Monte Carlo: return answers with a random amount of error.

Monte Carlo sampling

Probability distributions are commonly used in Machine Learning. Sampling provides a flexible way to approximate many sums and integrals. When a sum or integral cannot be computed, it is possible to approximate with Monte Carlo sampling. The main idea is to see the sum or integral as an expectation, and approximate it by an avearge.

\[s=\sum_x p(x)f(x)=\mathbb{E}_p[f(\mathbf{x})]\] \[s=\int p(x)f(x) dx=\mathbb{E}_p[f(\mathbf{x})]\]

, where \(p\) is a PMF or PDF over the random variable \(\mathbf{x}\).

\(s\) can be approximated by drawing \(n\) samples \(x^{(1)}, \dots, x^{(n)}\) from \(p\) and calculate the empirical average as follows:

\[\hat s_n=\frac{1}{n}\sum_{i=1}^n f(x^{(i)})\]

Some properties:

Estimator \(\hat s\) is unbiased.
By the law of large numbers, we say that if \(x^{(i)}\) are i.i.d. the average converges to the expected values (\(\lim_{n\to\infty} \hat s_n=s\)).
By calculating the variance \(Var[\hat s_n]\) as \(n\) increases, we can estimate the uncertainty of the Monte Carlo approximation.
MC sampling relies in sampling from \(p\). When sampling \(p\) is not possible, importance sampling or MCMC can be used.

Importance Sampling

In Monte Carlo, we can use any decomposition of \(p(\mathbf{x})\) and \(f(\mathbf{x})\) since \(f\) can also be a probability (what factor plays which role of \(p\) or \(f\)). We can even have a different decomposition as follows (i.e. we sample \(q\) and average \(\frac{pf}{q})\):

\[p(\mathbf{x})f(\mathbf{x})=q(\mathbf{x})\frac{p(\mathbf{x})f(\mathbf{x})}{q(\mathbf{x})}\]
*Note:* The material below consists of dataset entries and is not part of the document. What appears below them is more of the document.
PR #1108, opened 2019-02-15
Optimize diff view startup

### LINKED ISSUE #1092: [diff view] Activating the diff view blocks main thread
The refresh command runs on the main thread and thus it blocks the UI. This is often desirable e.g. if you hunk or undo, but not so if you just activate the view e.g. via `ctrl+tab` action or mouse.

kaste:
GsDiffCommand either creates a new diff view, or it finds a suitable one
already open and then just focuses it. In both cases we want to make sure
that the view *eventually* shows the most recent diff.

The previous implementation had the following problems:

- `git diff` did run on the main thread (#1092)
- Reusing a diff view called `git diff` twice

We now generally rely on the `on_activated_async` event to update the view
lazy. The init command either creates or focuses a view but it never calls
for a 'refresh' imperatively.

Note that most of the time we actually want a blocking, sync update (to keep
the view and the repo state in sync) so we add a switch to the refresh command.

Fixes #1092

### DIFF
--- a/core/commands/diff.py
+++ b/core/commands/diff.py
@@ -52,6 +52,8 @@ class GsDiffCommand(WindowCommand, GitCommand):
 
         if view_key in diff_views and diff_views[view_key] in sublime.active_window().views():
             diff_view = diff_views[view_key]
+            self.window.focus_view(diff_view)
+
         else:
             diff_view = util.view.get_scratch_view(self, "diff", read_only=True)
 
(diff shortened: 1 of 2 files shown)


kaste:
Current dev


Creating a view  (M=Main thread; D=Worker)

```
 (M) [125ms] $ git diff --stat --patch --no-color -- .\common\util\debug.py
 (D) [ 78ms] $ git status --porcelain -z -b
 (D) [ 94ms] $ git status --porcelain -z -b
```

Reusing a view

```
 (M) [109ms] $ git diff --stat --patch --no-color -- .\common\util\debug.py
 (M) [ 94ms] $ git diff --stat --patch --no-color -- .\common\util\debug.py
 (D) [ 94ms] $ git status --porcelain -z -b
```


PR

Creating 

```
 (D) [109ms] $ git status --porcelain -z -b
 (D) [109ms] $ git diff --stat --patch --no-color -- .\core\commands\diff.py
 (D) [109ms] $ git status --porcelain -z -b
```

Reusing

```
 (D) [ 84ms] $ git diff --stat --patch --no-color -- .\common\util\debug.py
 (D) [ 94ms] $ git status --porcelain -z -b
```

Aside: When creating, you can nicely see the status bar overcalls on new which means the implemented throttler is not good enough.

PR #1114, opened 2019-02-20
Do not provide both `file_path` and `current_file`

### LINKED ISSUE #1096: Diff multiple files via [e] from status dashboard doesn't work
- Make random edits in multiple (e.g. 3) files
- Goto status dashboard, select all files and hit [e]

Expected it opens e.g. 3 views. Actually, it opens two(!) views, both showing the diff of the first selected file.

kaste:
`current_file` basically takes precedence and fills `file_path` with
the current filename of the active view (using `self.file_path`). This
is not what we want here.

Fixes #1096

### DIFF
--- a/core/commands/log.py
+++ b/core/commands/log.py
@@ -198,7 +198,6 @@ class GsLogActionCommand(PanelActionMixin, WindowCommand, GitCommand):
         self.window.run_command("gs_diff", {
             "in_cached_mode": cache,
             "file_path": self._file_path,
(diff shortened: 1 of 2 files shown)


randy3k:
afaik, the argument is used here: https://github.com/divmain/GitSavvy/blob/4bb3b1e30d600d0db77e15f3364da901b6fc5d38/Default.sublime-commands#L256

kaste:
The issue here is that you MUST not use *both* arguments at the same time.

PR #1115, opened 2019-02-20
Do not close panel views when cycling dashboards

### LINKED ISSUE #1097: Cycling through dashboards hides any panel
Regardless which panel is open (e.g. just Sublime's console) if I hit `<tab>` it gets closed. I don't know why Savvy cares here.

kaste:
Fixes #1097

### DIFF
--- a/core/interfaces/__init__.py
+++ b/core/interfaces/__init__.py
@@ -35,7 +35,6 @@ class GsTabCycleCommand(TextCommand, GitCommand):
 
         window = self.view.window()
         if window:
-            window.run_command("hide_panel", {"cancel": True})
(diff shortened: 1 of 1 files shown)


randy3k:
> It believes it was used to hide the additional information panel of `git: graph`.
We may need a more specific solution rather than not doing `hide_panel`

randy3k:
#1116 replaces this

kaste:
🤔 no don't think so, currently \<tab>ing closes any panel which is resolved here. 

#1116 adds a fancy auto-close panel feature for the log graph only.

kaste:
Rebased. Since you pulled #1116 you should also pull this one.

PR #1118, opened 2019-02-25
Efficient hunking of multiple hunks

### LINKED ISSUE #1105: [diff view] Hunking multiple hunks is in-efficient
You can 'hunk' multiple 'hunks' using multiple cursors. The code here is still the first implementation. 

- If you have multiple cursors in the same hunk, it throws.
- Otherwise, it issues a separate `git apply` per hunk. This is also interferes with the undo feature bc you hit [h] once but then have to undo x times. 

Hunks can be merged to form a patch, and we can just do that.

kaste:
Fixes #1105 

Multiple hunks can be combined into a patch which then can applied at once.

### DIFF
--- a/core/commands/diff.py
+++ b/core/commands/diff.py
@@ -5,7 +5,7 @@ current diff.
 
 from contextlib import contextmanager
 from functools import partial
-from itertools import dropwhile, takewhile
+from itertools import chain, dropwhile, takewhile
 import os
 import re
 import bisect
@@ -20,7 +20,7 @@ from ...common import util
 
 
 if False:
-    from typing import Callable, Iterator, List, Optional, Tuple, TypeVar
+    from typing import Callable, Iterable, Iterator, List, Optional, Tuple, TypeVar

However, we might not be able to sample from \(p\) or we can pick another distribution to reach an optimal approximation. This optimal choice is \(q*\), know as optimal importance sampling. So, we replace the empirical average with an importance sampling estimator:

\[\hat s_q=\frac{1}{n}\sum_{i=1, \mathbf{x}^{(i)}\sim q}^n \frac{p(\mathbf{x}^{(i)})f(\mathbf{x}^{(i)})}{q(\mathbf{x}^{(i)})}\]

Essentially, any distribution \(q\) is valid. However, the choice of \(q\) can be sensitive to the variance of the importance sampling estimator.

Biased Importance Sampling

BIS doesn’t require to normalize \(p\) or \(q\), the estimator is given by:

\[\hat s_{BIS}=\frac{\sum_{i=1}^n\frac{\tilde p(\mathbf{x^{(i)}})}{\tilde q(\mathbf{x^{(i)}})}f(\mathbf{x^{(i)}})}{\sum_{i=1}^n\frac{\tilde p(\mathbf{x^{(i)}})}{\tilde q(\mathbf{x^{(i)}})}}\]

, where \(\tilde p\) and \(\tilde q\) are the unnormalized forms of \(p\) and \(q\). We take n samples \(\mathbf{x^{(i)}}\) from \(q\).

In general importance sampling is handy when it comes to:

accelerate training in neural language models with a large vocabulary.
estimate a partition function.
estimate log-likelihood in deep directed models.
improve estimates of the gradient of the cost function.